** Material for this task **
=== Section Start ===

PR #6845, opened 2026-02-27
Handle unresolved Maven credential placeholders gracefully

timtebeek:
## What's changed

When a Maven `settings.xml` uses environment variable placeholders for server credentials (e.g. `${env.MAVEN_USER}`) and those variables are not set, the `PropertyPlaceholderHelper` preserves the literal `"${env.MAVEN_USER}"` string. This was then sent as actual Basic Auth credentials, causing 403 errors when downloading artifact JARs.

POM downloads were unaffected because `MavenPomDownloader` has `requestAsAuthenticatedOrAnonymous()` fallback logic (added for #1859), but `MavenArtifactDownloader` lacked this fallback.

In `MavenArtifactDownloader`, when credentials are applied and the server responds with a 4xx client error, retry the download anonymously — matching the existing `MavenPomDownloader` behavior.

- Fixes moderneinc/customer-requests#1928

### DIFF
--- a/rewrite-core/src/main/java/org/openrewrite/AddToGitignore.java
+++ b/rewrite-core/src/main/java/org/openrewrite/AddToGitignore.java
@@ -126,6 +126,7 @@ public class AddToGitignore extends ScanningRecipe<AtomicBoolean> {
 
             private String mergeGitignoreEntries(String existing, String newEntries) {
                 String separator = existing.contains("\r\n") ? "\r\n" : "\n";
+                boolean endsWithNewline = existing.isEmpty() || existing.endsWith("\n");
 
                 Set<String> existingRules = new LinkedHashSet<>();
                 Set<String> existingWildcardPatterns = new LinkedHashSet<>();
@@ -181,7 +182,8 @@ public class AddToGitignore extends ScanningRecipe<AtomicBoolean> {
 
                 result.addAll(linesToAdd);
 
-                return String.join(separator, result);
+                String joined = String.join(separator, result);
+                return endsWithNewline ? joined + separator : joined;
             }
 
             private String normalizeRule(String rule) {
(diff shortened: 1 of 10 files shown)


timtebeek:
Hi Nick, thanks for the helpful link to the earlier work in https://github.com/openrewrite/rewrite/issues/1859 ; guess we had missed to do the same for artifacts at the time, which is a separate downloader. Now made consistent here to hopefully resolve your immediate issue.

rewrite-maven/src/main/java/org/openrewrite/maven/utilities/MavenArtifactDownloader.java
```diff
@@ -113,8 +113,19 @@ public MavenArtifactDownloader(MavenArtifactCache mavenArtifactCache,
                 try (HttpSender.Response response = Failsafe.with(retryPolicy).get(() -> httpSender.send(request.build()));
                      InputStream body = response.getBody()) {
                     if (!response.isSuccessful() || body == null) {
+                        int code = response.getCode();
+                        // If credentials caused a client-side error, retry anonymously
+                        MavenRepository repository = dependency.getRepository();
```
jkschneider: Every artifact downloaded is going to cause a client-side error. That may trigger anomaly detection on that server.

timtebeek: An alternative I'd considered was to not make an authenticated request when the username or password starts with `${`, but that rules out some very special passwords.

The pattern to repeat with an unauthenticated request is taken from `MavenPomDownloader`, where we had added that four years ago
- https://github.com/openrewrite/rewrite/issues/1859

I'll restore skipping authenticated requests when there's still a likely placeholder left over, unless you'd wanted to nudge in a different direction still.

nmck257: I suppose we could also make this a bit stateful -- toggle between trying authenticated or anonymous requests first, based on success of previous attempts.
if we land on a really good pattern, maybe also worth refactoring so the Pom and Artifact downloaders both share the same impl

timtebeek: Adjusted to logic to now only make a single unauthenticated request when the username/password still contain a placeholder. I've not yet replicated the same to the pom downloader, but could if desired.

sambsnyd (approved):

=== Section End ===

** Try it **
The full data, repeated exactly, is the only acceptable output.

** Exercise answer **
PR #6845, opened 2026-02-27
Handle unresolved Maven credential placeholders gracefully

timtebeek:
## What's changed

When a Maven `settings.xml` uses environment variable placeholders for server credentials (e.g. `${env.MAVEN_USER}`) and those variables are not set, the `PropertyPlaceholderHelper` preserves the literal `"${env.MAVEN_USER}"` string. This was then sent as actual Basic Auth credentials, causing 403 errors when downloading artifact JARs.

POM downloads were unaffected because `MavenPomDownloader` has `requestAsAuthenticatedOrAnonymous()` fallback logic (added for #1859), but `MavenArtifactDownloader` lacked this fallback.

In `MavenArtifactDownloader`, when credentials are applied and the server responds with a 4xx client error, retry the download anonymously — matching the existing `MavenPomDownloader` behavior.

- Fixes moderneinc/customer-requests#1928

### DIFF
--- a/rewrite-core/src/main/java/org/openrewrite/AddToGitignore.java
+++ b/rewrite-core/src/main/java/org/openrewrite/AddToGitignore.java
@@ -126,6 +126,7 @@ public class AddToGitignore extends ScanningRecipe<AtomicBoolean> {
 
             private String mergeGitignoreEntries(String existing, String newEntries) {
                 String separator = existing.contains("\r\n") ? "\r\n" : "\n";
+                boolean endsWithNewline = existing.isEmpty() || existing.endsWith("\n");
 
                 Set<String> existingRules = new LinkedHashSet<>();
                 Set<String> existingWildcardPatterns = new LinkedHashSet<>();
@@ -181,7 +182,8 @@ public class AddToGitignore extends ScanningRecipe<AtomicBoolean> {
 
                 result.addAll(linesToAdd);
 
-                return String.join(separator, result);
+                String joined = String.join(separator, result);
+                return endsWithNewline ? joined + separator : joined;
             }
 
             private String normalizeRule(String rule) {
(diff shortened: 1 of 10 files shown)


timtebeek:
Hi Nick, thanks for the helpful link to the earlier work in https://github.com/openrewrite/rewrite/issues/1859 ; guess we had missed to do the same for artifacts at the time, which is a separate downloader. Now made consistent here to hopefully resolve your immediate issue.

rewrite-maven/src/main/java/org/openrewrite/maven/utilities/MavenArtifactDownloader.java
```diff
@@ -113,8 +113,19 @@ public MavenArtifactDownloader(MavenArtifactCache mavenArtifactCache,
                 try (HttpSender.Response response = Failsafe.with(retryPolicy).get(() -> httpSender.send(request.build()));
                      InputStream body = response.getBody()) {
                     if (!response.isSuccessful() || body == null) {
+                        int code = response.getCode();
+                        // If credentials caused a client-side error, retry anonymously
+                        MavenRepository repository = dependency.getRepository();
```
jkschneider: Every artifact downloaded is going to cause a client-side error. That may trigger anomaly detection on that server.

timtebeek: An alternative I'd considered was to not make an authenticated request when the username or password starts with `${`, but that rules out some very special passwords.

The pattern to repeat with an unauthenticated request is taken from `MavenPomDownloader`, where we had added that four years ago
- https://github.com/openrewrite/rewrite/issues/1859

I'll restore skipping authenticated requests when there's still a likely placeholder left over, unless you'd wanted to nudge in a different direction still.

nmck257: I suppose we could also make this a bit stateful -- toggle between trying authenticated or anonymous requests first, based on success of previous attempts.
if we land on a really good pattern, maybe also worth refactoring so the Pom and Artifact downloaders both share the same impl

timtebeek: Adjusted to logic to now only make a single unauthenticated request when the username/password still contain a placeholder. I've not yet replicated the same to the pom downloader, but could if desired.

sambsnyd (approved):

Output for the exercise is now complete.